I'm planning to push this change now, (and close this bug
report). Please feel free to reopen the report if you find any further
problems.

Thanks again,

-Carl
Comment 17 Carl Worth 2009-09-21 15:48:11 UTC
Fixed in xf86-video-intel master now.

-Carl

commit 505025053d66d415e1c23ac858b9238fa8541d37
Author: Carl Worth <cworth@cworth.org>
Date:   Mon Sep 21 13:50:09 2009 -0700

    8xx: Fallback for any non-affine transformation.
    
    There are definitely bugs in the 8xx code dealing with non-affine
    transformations. Disable that code for now to get things working.
    
    Fixes bug #22947 ([855GM, xf86-video-intel-2.8.0] "Freeze" when RENDER extension is being used)
Comment 18 Chris Wilson 2009-09-21 17:13:16 UTC
Created attachment 29728 [details] [review]
Corrected version of Keith's patch

Note this patch simply comments out Carl's workaround and will break i915 - so only use it for testing on i8xx boxes!
Comment 19 Chris Wilson 2009-09-21 17:42:43 UTC
Hopefully final update... Keith split the i915 code paths from the i830, making the way clear to apply this patch.

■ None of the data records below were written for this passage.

PR #1653, opened 2022-09-23
add ZPrimeToTT and HeavyHiggsToTT flags to MC Scale Variations

kdeleo:
[106X] Adding "ZPrimeToTT" and "HeavyHiggsToTT" flags to MC Scale Variations after checking the weights indexing in the LHE files

[ci skip]

### DIFF
--- a/common/include/MCWeight.h
+++ b/common/include/MCWeight.h
@@ -82,6 +82,9 @@ class MCScaleVariation: public uhh2::AnalysisModule {
   bool is_qcd_HTbinned;
   bool is_alps;
   bool is_azh;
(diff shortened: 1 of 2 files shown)


MatthiesC:
I wonder if it would not make sense at this point to add the option to define dataset name matches e.g. as a config parameter in the SFrame config XML and take that as input for the MCScaleVariation class. But this has been discussed already before, right?

kdeleo:
Yes it has been discussed here #1643

kdeleo:
@MatthiesC could you merge this PR for now?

commit 2cc1f3cb6034dddd65b3781b0cde7dff4ac1e803
Author: Keith Packard <keithp@keithp.com>
Date:   Sat Sep 19 17:30:57 2009 -0700

    i8xx: Format projective texture coordinates correctly.
    
    Projective texture coordinates must be delivered as TEXCOORDFMT_3D
    using TEXCOORDTYPE_HOMOGENOUS. This meant selecting the correct type
    in i830_texture_setup, the correct format in i830_emit_composite_state
    and sending only 3 coordinates in i830_emit_composite_primitive.
    
    Signed-off-by: Keith Packard <keithp@keithp.com>
    [ickle: tweaked to fix up a couple of use-before-initialised]
    Signed-off-by: Chris Wilson <chris@chris-wilson.co.uk>

Comment 20 Carl Worth 2009-09-22 11:43:27 UTC
Note that the current state of the driver means that code such as enlightenment
should run stably, and should also be plenty fast. Many thanks to Keith and
Chris for helping to eliminate my workaround.

-Carl
Comment 21 Bruno 2009-09-22 13:37:33 UTC
Keith, Carl, Chris,

Thanks for the fix! I've not caught a freeze yet while running on xf86-video-intel GIT (7e7db7ac530b5282b0841585959597b54fcc633b - Add new backlight driver "samsung")  for a dozzen minutes now.

And scrolling in Firefox is no more a CPU and time hog :)

In addition some artifacts on text redrawing (usually after tool-tip disappears/moves) seem gone (were white text on black background instead of the opposite plus a few white pixels spread around) - probably an issue with write-through, cacheline & co for software mode that does not show up anymore as render skips that code path.